→ What you need to do
Repeat the first line of the listing and each line after it, exactly, through the line containing "- [ ] Tests cover: successful".

→ Available records
Issue #59, opened 2026-02-25
Backend API Integration Tests


ivantha:
**Difficulty:** Hard
**Area:** backend, testing

## Description

While unit tests for individual operators verify that each computation is correct, integration tests for the `/api/pipeline/execute` endpoint verify that the entire request-response cycle works correctly: JSON parsing, base64 image decoding, pipeline step execution, result encoding, and error response formatting. These tests catch issues at the API boundary that unit tests miss, such as incorrect request/response schemas, HTTP status codes, and serialization problems.

Integration tests should use FastAPI's `TestClient` to make real HTTP requests to the application without needing a running server. This approach tests the full stack from HTTP layer through to the operators and back.

## Acceptance Criteria

- [ ] Integration tests exist for the pipeline execution API endpoint
- [ ] Tests make real HTTP requests against the application (using a test client)
- [ ] Tests cover: successful single-step, multi-step, empty pipeline, unknown operator, invalid base64, large pipeline, and missing fields
- [ ] A reusable base64 image fixture is provided
- [ ] Tests verify correct HTTP status codes and response structure
- [ ] Tests verify that error responses contain meaningful error messages
- [ ] All tests pass with `uv run pytest -v`
- [ ] Tests are independent and do not require external services (database, file system)

## Resources

- [FastAPI TestClient documentation](https://fastapi.tiangolo.com/tutorial/testing/)
- [Starlette TestClient](https://www.starlette.io/testclient/)
- API endpoint: `imagelab-backend/app/main.py` or route file
- Pipeline models: `imagelab-backend/app/models/pipeline.py`

Issue #48, opened 2026-02-25
Backend Unit Tests for Pipeline Executor


ivantha:
**Difficulty:** Hard
**Area:** backend, testing

## Description

The pipeline executor (`imagelab-backend/app/services/pipeline_executor.py`) is the central orchestration component that takes a list of pipeline steps, looks up each operator in the registry, and sequentially applies them to an image. Despite being the most critical backend service, it currently lacks unit test coverage.

Testing the executor is more complex than testing individual operators because it involves the registry lookup mechanism, sequential step execution, error propagation with step indices, and handling of edge cases like empty pipelines and unknown operator types. These tests are essential for ensuring pipeline reliability and providing clear error messages when something goes wrong.

## Acceptance Criteria

- [ ] Tests exist for the pipeline executor service
- [ ] Tests cover: empty pipeline, single-step pipeline, multi-step pipeline, unknown operator type, and error propagation with step index
- [ ] A reusable base64 image fixture is provided
- [ ] Tests use real operators (not mocks) for positive test cases
- [ ] Error test cases verify that the response contains meaningful error information
- [ ] All tests pass with `uv run pytest -v`
- [ ] Tests are independent and can run in any order

## Resources

- [pytest documentation](https://docs.pytest.org/en/stable/)
- Pipeline executor: `imagelab-backend/app/services/pipeline_executor.py`
- Pipeline models: `imagelab-backend/app/models/pipeline.py`
- Image utilities: `imagelab-backend/app/utils/image.py`
- Operator registry: `imagelab-backend/app/operators/registry.py`

areebahmeddd:
Hey, i would like to pick this up? 🙂

My approach is: set up a shared base64 image fixture in conftest, then write tests covering empty pipeline, NOOP skipping, single/multi-step with real operators, unknown operator type and error propagation

Jayant-kernel:
@ivantha 
I am working on this issue and will submit a PR

areebahmeddd:
@Jayant-kernel hey, i'm in the middle of implementing this too. would you mind taking a look at other issues? there's no comment or pr too! 🙂

Issue #47, opened 2026-02-25
[Chore] Add unit tests for the ReflectImage geometric operator


ivantha:
**Difficulty:** Easy
**Area:** backend

## Description
Already landed: three of the four geometric operators now have coverage. Affine is covered by `imagelab-backend/tests/operators/geometric/test_affine_image.py`, scale by `imagelab-backend/tests/operators/geometric/test_scale_image.py` plus `imagelab-backend/tests/test_scale_image.py`, and rotate by `imagelab-backend/tests/test_rotate_image.py`. What survives is `ReflectImage` (`imagelab-backend/app/operators/geometric/reflect_image.py:13`), which no test in the repository references.

`ReflectImage` maps a `type` param of "X", "Y" or "Both" onto `cv2.flip` codes 0, 1 and -1. Axis naming is exactly the kind of convention that inverts silently under refactoring, and a shape-only assertion would not catch it, so the tests need pixel-level assertions on where a known bright pixel lands.

## Acceptance Criteria
- [ ] `imagelab-backend/tests/operators/geometric/test_reflect_image.py` exists and follows the single-bright-pixel style of the neighbouring `test_affine_image.py`
- [ ] A test pins the default (no `type` param) to "X", flipping around the x-axis, matching `FLIP_CODES` in `reflect_image.py:6-10`
- [ ] Separate tests pin "X", "Y" and "Both" by asserting the destination coordinates of a known bright pixel, not only that the shape is unchanged
- [ ] A test asserts an unrecognised `type` value falls back to flip code 0 rather than raising
- [ ] A test uses a non-square image so a transposed axis cannot pass silently
- [ ] `uv run pytest -v` passes from `imagelab-backend/`

## Resources
- `imagelab-backend/app/operators/geometric/reflect_image.py:6-17` - `FLIP_CODES` and the `compute` under test
- `imagelab-backend/tests/operators/geometric/test_affine_image.py:6-9` - the `_single_bright_pixel` helper worth mirroring
- `imagelab-backend/tests/conftest.py` - shared fixtures
- [cv2.flip reference](https://docs.opencv.org/4.x/d2/de8/group__core__array.html#gaca7be533e3dac7feb70fc60635adf441)
- [pytest documentation](https://docs.pytest.org/en/stable/)

PR #96, opened 2026-02-28
add unit + integration tests for imagelab-be

### LINKED ISSUE #46: Backend Unit Tests for Blurring Operators
**Difficulty:** Medium
**Area:** backend, testing

## Description

The three blurring operators (`blur.py`, `gaussian_blur.py`, `median_blur.py`) currently have no unit test coverage. These operators are fundamental image processing functions and should be thoroughly tested to ensure they produce correct results, handle edge cases gracefully, and maintain expected behavior as the codebase evolves.

Tests should cover correct output shape preservation, parameter handling (defaults and explicit values), the odd-kernel-size enforcement for Gaussian and median blur, and behavior with both grayscale and color input images. Using numpy arrays as test fixtures avoids the need for actual image files and keeps tests fast and self-contained.

## Acceptance Criteria

- [ ] Tests exist for all three blurring operators (blur, Gaussian blur, median blur)
- [ ] Test fixtures provide reusable sample images (color and grayscale)
- [ ] Each operator has at least 5 test cases covering: default parameters, custom parameters, output shape, even-to-odd kernel correction, and large kernels
- [ ] All tests pass with `uv run pytest -v`
- [ ] Tests run quickly without file I/O (using in-memory arrays)
- [ ] Tests follow pytest conventions and use fixtures for shared setup

## Resources

- [pytest documentation](https://docs.pytest.org/en/stable/)
- [pytest fixtures](https://docs.pytest.org/en/stable/how-to/fixtures.html)
- Operator implementations: `imagelab-backend/app/operators/blurring/`

areebahmeddd:
## Description

- Restructures the entire `imagelab-backend/tests/` directory following pytest best practices
- Adds end to end unit and integration test coverage for all 44 operators, the pipeline executor, and the REST API
- Configures `pytest-cov` with `--cov=app --cov-report=term-missing` and HTML output via `pyproject.toml`

Fixes #46, #47, #48, #59

## Type of Change

- [ ] Bug fix
- [x] New feature
- [ ] Breaking change
- [ ] Documentation update

## How Has This Been Tested?

- [x] New tests added
- [x] Existing tests pass
- [x] Manual testing

**Results:** 311 tests, 96% coverage, ruff clean.

image

## Checklist

- [x] Tests pass locally


ivantha (commented):
## ◎ Argus Review

This PR adds a comprehensive, well-structured test suite (311 tests, 96% coverage) for imagelab-backend. The test directory is cleanly organized into unit and integration layers with sensible shared fixtures. There are two notable issues that warrant attention: a duplicate `pytest-cov` dependency declaration with conflicting version constraints in `pyproject.toml`, and a test logic bug where `assert resp.error != ""` silently passes even when `error` is `None`. Beyond these, several tests have correctness or completeness gaps worth addressing before merge.

imagelab-backend/tests/unit/operators/test_blurring.py
```diff
@@ -0,0 +1,96 @@
...
+    def test_uniform_image_unchanged(self):
+        uniform = np.full((50, 50, 3), 128, dtype=np.uint8)
+        np.testing.assert_array_equal(Blur({"widthSize": "5", "heightSize": "5"}).compute(uniform), uniform)
+
+
+class TestGaussianBlur:
+    def test_color_shape_preserved(self, color_image):
+        assert GaussianBlur({}).compute(color_image).shape == color_image.shape
+
+    def test_gray_shape_preserved(self, gray_image):
```
ivantha: **[INFO]** Positive: Statistical and mathematical property tests are well-designed

Tests like `test_large_kernel_reduces_variance` and `test_uniform_image_unchanged` go beyond shape/dtype checks to verify *behavioral* correctness (blurring reduces variance; uniform images are unaffected). Similarly, `test_uniform_image_produces_zero` in `TestLaplacian` correctly validates a mathematical property of the Laplacian operator. These property-based tests provide much stronger guarantees than pure shape checks and are a highlight of this PR.

**Suggestion:**
```
This pattern should be extended to more operators — for example, verifying that `Erosion` + `Dilation` with the same kernel produces a result within a bounded distance of the original (opening/closing idempotence), or that `ScaleImage(fx=2)` followed by `ScaleImage(fx=0.5)` approximately recovers the original.
```

imagelab-backend/pyproject.toml
```diff
@@ -33,10 +34,24 @@ quote-style = "double"
...
 [tool.hatch.build.targets.wheel]
 packages = ["app"]
 
 [build-system]
 requires = ["hatchling"]
 build-backend = "hatchling.build"
+
+[dependency-groups]
+dev = [
+    "pytest-cov>=7.0.0",
```
ivantha: **[HIGH]** Duplicate pytest-cov dependency with conflicting version constraints

`pytest-cov` is declared in two separate sections with different minimum versions:

- `[project.optional-dependencies]` dev: `"pytest-cov>=5.0"` (line 19)
- `[dependency-groups]` dev: `"pytest-cov>=7.0.0"` (lines 53–56)

`[dependency-groups]` is a PEP 735 / uv-specific concept, while `[project.optional-dependencies]` is standard PEP 508. Declaring the same package in both with different floors is confusing and tool-dependent:
- `pip install .[dev]` will honour only `>=5.0`.
- `uv sync --group dev` will intersect both and resolve `>=7.0.0`.

The inconsistency can also cause subtle CI failures if different tools are used in different environments.

**Suggestion:**
```
Pick one mechanism. Since the project is already using uv, consolidate under `[dependency-groups]` with the stricter bound and remove the entry from `[project.optional-dependencies]`:
```toml
[project.optional-dependencies]
dev = [
    "pytest>=8.0",
    # pytest-cov moved to [dependency-groups]
    "ruff>=0.8",
    ...
]

[dependency-groups]
dev = [
    "pytest-cov>=7.0.0",
]
```
Alternatively, keep only `[project.optional-dependencies]` and bump its floor to `>=7.0.0`.
```

File: imagelab-backend/tests/integration/test_pipeline_executor.py [hunk 3]
```diff
@@ -0,0 +1,102 @@
...
+        assert resp.step == 0
+
+    def test_failure_has_nonempty_error_message(self, base64_png_image):
+        req = PipelineRequest(
+            image=base64_png_image,
+            pipeline=[PipelineStep(type="does_not_exist")],
+        )
+        resp = execute_pipeline(req)
+        assert resp.error != ""
+        assert resp.image is None
```
ivantha: **[HIGH]** Test assertion passes silently when error is None (logic bug)

In `test_failure_has_nonempty_error_message`:
```python
assert resp.error != ""
assert resp.image is None
```
In Python, `None != ""` evaluates to `True`, so the first assertion passes even when `resp.error` is `None`. This means the test would not catch a regression where the executor returns a failure response without populating the error message at all. The intent is clearly to assert a non-empty string is present, but the assertion is broken.

**Suggestion:**
```
Use an explicit non-None and non-empty check:
```python
assert resp.error is not None, "error field should not be None on failure"
assert resp.error != "", "error message should not be empty string"
assert resp.image is None
```
Or more concisely:
```python
assert resp.error, "expected a non-empty error message"
assert resp.image is None
```
```

File: imagelab-backend/tests/integration/test_api.py [hunk 4]
```diff
@@ -0,0 +1,172 @@
+import pytest
+from fastapi.testclient import TestClient
+
+from app.main import app
+
+
+@pytest.fixture(scope="module")
+def client():
+    with TestClient(app, raise_server_exceptions=False) as c:
+        yield c
```
ivantha: **[MEDIUM]** raise_server_exceptions=False silently swallows 500 errors

The module-level `client` fixture suppresses server exceptions:
```python
with TestClient(app, raise_server_exceptions=False) as c:
```
This means if the application raises an unhandled exception (e.g., a bug in the executor or a broken import), FastAPI will emit a 500 response and the test will attempt to parse the error JSON. Many assertions like `resp.status_code == 200` or `resp.json()["success"] is True` will then produce confusing failures (e.g., JSONDecodeError or KeyError) rather than the actual traceback, making regressions extremely hard to diagnose.

**Suggestion:**
```
Set `raise_server_exceptions=True` (the default). If specific tests intentionally exercise 500 paths, create a separate fixture with exception suppression scoped to only those tests:
```python
@pytest.fixture(scope="module")
def client():
    with TestClient(app) as c:  # raise_server_exceptions=True by default
        yield c
```
```

File: imagelab-backend/tests/integration/test_api.py [hunk 5]
```diff
@@ -0,0 +1,172 @@
...
+    def test_response_has_required_fields(self, client, base64_png_image):
+        resp = client.post(
+            "/api/pipeline/execute",
+            json={"image": base64_png_image, "pipeline": []},
+        )
+        data = resp.json()
+        assert "success" in data
+
+    def test_success_response_has_image(self, client, base64_png_image):
+        resp = client.post(
```
ivantha: **[MEDIUM]** test_response_has_required_fields only checks for key presence, not value

`test_response_has_required_fields` only asserts `"success" in data`, which passes even if `success` is `None`, `0`, or any falsy value. The test name implies more thorough validation than what is actually performed. It also only checks one key (`success`) while the PR description references a richer schema with `image`, `image_format`, and `error` fields.

**Suggestion:**
```
Expand the assertion to validate the expected response schema more rigorously:
```python
def test_response_has_required_fields(self, client, base64_png_image):
    resp = client.post(
        "/api/pipeline/execute",
        json={"image": base64_png_image, "pipeline": []},
    )
    data = resp.json()
    assert "success" in data
    assert isinstance(data["success"], bool)
    assert "image" in data
    assert "image_format" in data
```
```

File: imagelab-backend/pyproject.toml [hunk 6]
```diff
@@ -33,10 +34,24 @@ quote-style = "double"
 
 [tool.pytest.ini_options]
 testpaths = ["tests"]
```
ivantha: **[MEDIUM]** HTML coverage report generated on every test run via addopts

The `addopts` setting unconditionally runs `--cov-report=html:htmlcov` on every test invocation:
```toml
addopts = "--cov=app --cov-report=term-missing --cov-report=html:htmlcov -q"
```
This means every developer running tests locally will write an `htmlcov/` directory, which:
1. Slows down test runs.
2. Can create unexpected dirty working-tree state.
3. May be committed accidentally if `htmlcov/` is not in `.gitignore`.

Additionally, the `-q` (quiet) flag suppresses test names in output, which makes debugging individual failures harder.

**Suggestion:**
```
Keep `--cov` and `--cov-report=term-missing` in `addopts` for fast feedback; move HTML generation to a CI-only step:
```toml
# pyproject.toml
[tool.pytest.ini_options]
testpaths = ["tests"]
addopts = "--cov=app --cov-report=term-missing"
```
```yaml
# CI step
- run: pytest --cov-report=html:htmlcov
```
```

File: imagelab-backend/pyproject.toml [hunk 7]
```diff
@@ -33,10 +34,24 @@ quote-style = "double"
...
+addopts = "--cov=app --cov-report=term-missing --cov-report=html:htmlcov -q"
+
+[tool.coverage.run]
+source = ["app"]
```
ivantha: **[MEDIUM]** Coverage silently omits app/operators/basic/* without explanation

The coverage omit list includes `app/operators/basic/*`:
```toml
omit = ["app/database.py", "app/__init__.py", "app/operators/__init__.py", "app/operators/basic/*"]
```
While `database.py` and `__init__.py` are reasonable omissions, silently excluding an entire operator category from coverage reporting is concerning. The `basic_readimage` and `basic_writeimage` operators are exercised indirectly in pipeline tests as "noop" blocks, and their exclusion means regressions in those operators would not be flagged by the coverage gate.

**Suggestion:**
```
Add an inline comment explaining why basic operators are excluded, and verify this is intentional:
```toml
omit = [
    "app/database.py",        # DB migration scaffolding, not business logic
    "app/__init__.py",
    "app/operators/__init__.py",
    "app/operators/basic/*",  # Read/write stubs, intentionally excluded (noop at runtime)
]
```
Alternatively, if these are genuinely testable, add unit tests and remove the omission.
```

File: imagelab-backend/uv.lock [hunk 8]
```diff
@@ -156,7 +237,6 @@ wheels = [
...
     { url = "https://files.pythonhosted.org/packages/f5/2c/d2d506ebd8abcb57386ec4f7ba20f4030cbe56eae541bc6fd6ef399c0b41/greenlet-3.3.2-cp314-cp314t-manylinux_2_24_ppc64le.manylinux_2_28_ppc64le.whl", hash = "sha256:b8bddc5b73c9720bea487b3bffdb1840fe4e3656fba3bd40aa1489e9f37877ff", size = 658225, upload-time = "2026-02-20T20:56:02.527Z" },
-    { url = "https://files.pythonhosted.org/packages/d1/67/8197b7e7e602150938049d8e7f30de1660cfb87e4c8ee349b42b67bdb2e1/greenlet-3.3.2-cp314-cp314t-manylinux_2_24_s390x.manylinux_2_28_s390x.whl", hash = "sha256:59b3e2c40f6706b05a9cd299c836c6aa2378cabe25d021acd80f13abf81181cf", size = 666581, upload-time = "2026-02-20T21:02:51.526Z" },
     { url = "https://files.pythonhosted.org/packages/8e/30/3a09155fbf728673a1dea713572d2d31159f824a37c22da82127056c44e4/greenlet-3.3.2-cp314-cp314t-manylinux_2_24_x86_64.manylinux_2_28_x86_64.whl", hash = "sha256:b26b0f4428b871a751968285a1ac9648944cea09807177ac639b030bddebcea4", size = 657907, upload-time = "2026-02-20T20:21:05.259Z" },
```
ivantha: **[LOW]** s390x greenlet wheel entries manually removed from uv.lock

Three entries for the IBM Z (s390x) architecture have been removed from `uv.lock`:
- `greenlet-3.3.2-cp312-cp312-manylinux_2_24_s390x...`
- `greenlet-3.3.2-cp313-cp313-manylinux_2_24_s390x...`
- `greenlet-3.3.2-cp314-cp314-manylinux_2_24_s390x...`

Lock files should generally be auto-generated by running `uv lock`, not manually edited. Selective removal of architecture-specific wheel entries is unusual and suggests either a manual edit (fragile) or a regeneration on a system that excluded s390x support. If the CI ever runs on s390x, installation would fail.

**Suggestion:**
```
Regenerate the lock file cleanly with `uv lock` on a representative developer machine rather than manually editing wheel entries. If s390x is intentionally unsupported, document this in a `[tool.uv]` constraint or in the README rather than by lock file surgery.
```

imagelab-backend/tests/integration/test_api.py
```diff
@@ -0,0 +1,172 @@
...
+        )
+        assert resp.json()["image_format"] == "png"
+
+    def test_noop_blocks_skipped(self, client, base64_png_image):
+        resp = client.post(
+            "/api/pipeline/execute",
+            json={
+                "image": base64_png_image,
+                "pipeline": [
+                    {"type": "basic_readimage"},
```
ivantha: **[INFO]** Noop operator tests do not verify output image is unchanged

`test_noop_blocks_skipped` verifies that passing `basic_readimage` and `basic_writeimage` into the pipeline returns `success: True`, but does not check that the output image is equivalent to the input. A regression where these operators corrupt the image would not be caught.

**Suggestion:**
```
Decode both the input and output images and compare them:
```python
def test_noop_blocks_skipped(self, client, base64_png_image):
    resp = client.post(
        "/api/pipeline/execute",
        json={
            "image": base64_png_image,
            "pipeline": [
                {"type": "basic_readimage"},
                {"type": "basic_writeimage"},
            ],
        },
    )
    data = resp.json()
    assert data["success"] is True
    # Noop operators should not modify the image
    assert data["image"] == base64_png_image
```
```

File: imagelab-backend/tests/conftest.py [hunk 10]
```diff
@@ -0,0 +1,41 @@
...
+    img[50:150, 50:150] = [80, 120, 200]
+    return img
+
+
+@pytest.fixture
+def base64_png_image() -> str:
+    img = np.zeros((100, 100, 3), dtype=np.uint8)
+    img[25:75, 25:75] = [0, 200, 100]
+    _, buf = cv2.imencode(".png", img)
+    return base64.b64encode(buf).decode("utf-8")
```
ivantha: **[INFO]** Positive: Well-designed shared fixtures covering key image types

The `conftest.py` provides a clean set of reusable fixtures that cover the essential image variants (color, gray, binary, large, base64-encoded). Using `np.random.default_rng` with fixed seeds in individual tests rather than fixtures keeps tests deterministic without coupling fixtures to randomness. The `base64_png_image` fixture correctly uses `cv2.imencode` to produce a realistic round-trippable payload rather than a synthetic string.

**Suggestion:**
```
No change needed. Consider adding an RGBA fixture to enable broader testing of RGBA-to-BGR conversion paths (currently tested inline in `TestBilateralFilter`).
```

→ Finished exercise
Issue #59, opened 2026-02-25
Backend API Integration Tests


ivantha:
**Difficulty:** Hard
**Area:** backend, testing

## Description

While unit tests for individual operators verify that each computation is correct, integration tests for the `/api/pipeline/execute` endpoint verify that the entire request-response cycle works correctly: JSON parsing, base64 image decoding, pipeline step execution, result encoding, and error response formatting. These tests catch issues at the API boundary that unit tests miss, such as incorrect request/response schemas, HTTP status codes, and serialization problems.

Integration tests should use FastAPI's `TestClient` to make real HTTP requests to the application without needing a running server. This approach tests the full stack from HTTP layer through to the operators and back.

## Acceptance Criteria

- [ ] Integration tests exist for the pipeline execution API endpoint
- [ ] Tests make real HTTP requests against the application (using a test client)
- [ ] Tests cover: successful single-step, multi-step, empty pipeline, unknown operator, invalid base64, large pipeline, and missing fields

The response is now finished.